Part 1 when only WES data is available: LD-prune the plink files

Next, take these plink files and LD-prune them. The following bash script is a simple wrapper to call plink a few times. Again, we're assuming that plink is installed and in your $PATH.

Inputs:

  • Prefix for high-quality common variant plink files: ${PLINK_FILES}

bash 04_1_prune_sequencing_snps.sh ${PLINK_FILES}

The outputs of step 4 (both when genotype data is available and if only WES data is available) feed into steps 5 and 6.

Step 5: Determine superpopulation ancestry labels

There are a few options here.
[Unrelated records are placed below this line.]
PR #1784, opened 2023-01-12
use device indices for docker --gpus

jfennick:
The logic for supporting cuda seems to mix up the number of devices (the 'count') and the device indices in several places. In particular, when running with docker `--gpus=1` is passed, which doesn't work on a machine with only a single gpu (i.e. device index 0). This might not be noticed when running on a machine with two or more gpus. This PR fixes the bug and otherwise leaves the API unchanged.

More generally, I think it would be better to expose the device indices directly, i.e. rename `cudaDeviceCountMin` and `cudaDeviceCountMax` to `cudaDeviceIndexMin` and `cudaDeviceIndexMax`. This would be very useful when combining scattering on a machine with multiple gpus, where it can be faster to restrict each calculation to a single gpu and cycle through them in a round robin fashion.

### DIFF
--- a/cwltool/docker.py
+++ b/cwltool/docker.py
@@ -399,7 +399,9 @@ class DockerCommandLineJob(ContainerCommandLineJob):
             runtime.append("--rm")
 
         if self.builder.resources.get("cudaDeviceCount"):
-            runtime.append("--gpus=" + str(self.builder.resources["cudaDeviceCount"]))
+            count = int(self.builder.resources["cudaDeviceCount"])
+            indices = ",".join([str(x) for x in range(count)])
+            runtime.append("--gpus=" + indices)
 
         cidfile_path = None  # type: Optional[str]
         # add parameters to docker to write a container ID file
--- a/cwltool/process.py
+++ b/cwltool/process.py
@@ -991,8 +991,8 @@ hints:
 
         cudaReq, _ = self.get_requirement("http://commonwl.org/cwltool#CUDARequirement")
         if cudaReq:
-            request["cudaDeviceCountMin"] = 1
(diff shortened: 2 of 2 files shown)


tetron:
I don't think this is right.  See here:

https://docs.nvidia.com/datacenter/cloud-native/container-toolkit/user-guide.html#gpu-enumeration

Confusingly, it starts by describing NVIDIA_VISIBLE_DEVICES which is not actually the same as the syntax of `--gpus`

However the 3rd example demonstrates requesting 2 GPUS with `--gpus 2` without specifying specific devices, I believe that if you just request a number of GPUs, docker/nvidia daemon manage the resource allocation for you.  In my experience Docker also remaps the host devices inside the container, so `/dev/nvidia3` on the host shows up as `/dev/nvidia0` inside the container.

The 4th example shows requesting specific devices with the syntax `--gpus 'devices=1,2'`.  This is what you are suggesting, but your pull request isn't using it.

However, in general, the CWL philosophy is to avoid specific resources within the workflow to maintain portability.  If you specify that a workflow must use driver devices 5,6,7 then it won't be portable to an instance that only has 4 devices even if that node otherwise would have been able to run the job.

If you tried to use the existing GPU support (without the changes in this PR) and it didn't work or didn't fit your use case, you should file a bug and we should talk about it there.

jfennick:
I thought I had read that documentation before carefully, but it seems you are correct. I also take your point on CWL portability, even if it affects some use cases. In general, I try to be very careful to test locally before submitting PRs. I thought for sure I had a minimal example demonstrating a bug, but after more carefully checking and double checking again, my example seems to work with both --gpus 0 and 1.  Sorry for the noise, closing.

If genotype data is available, or if only WES data is available.

Genotype data is available

We provide an R script to assign 1000G ancestry labels using genotype data, using the UK Biobank data as an example.

Here we make use of the OADP projection to guard against shrinking PCs to 0, though in the case of projection of the first four PCs which will be used downstream for superpopulation assignment, this is likely overkill as the shrinkage is not severe in the first few PCs.

  • Combine the chromosome data together into a single plink file from R (as this is required by bigsnpr to perform the projections) in the data that we wish to project (UKBB data in this example).
  • Download the 1000G data, and project the UK Biobank samples onto the PC space defined by 1000G.
  • Assign superpopulation labels to the 1000G data, based on the 1000G ped file.
  • Create a random forest classifier using the randomForest library in R, and write out the results. We used a threshold of 0.99 to assign labels to UK Biobank samples. Samples that weren't clearly assigned to any cluster were labelled 'unsure'.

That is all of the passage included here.